TASK ITEM -
Down to the last character, repeat the entries beneath this task.

[EXERCISE MATERIALS — start]

PR #449, opened 2022-07-15
Fix the default button type value in doc

alex-ju:
### :pushpin: Summary

Fix the default button type value mentioned in the documentation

[EXERCISE MATERIALS — finish]

RESPONSE AREA -
PR #449, opened 2022-07-15
Fix the default button type value in doc

alex-ju:
### :pushpin: Summary

Fix the default button type value mentioned in the documentation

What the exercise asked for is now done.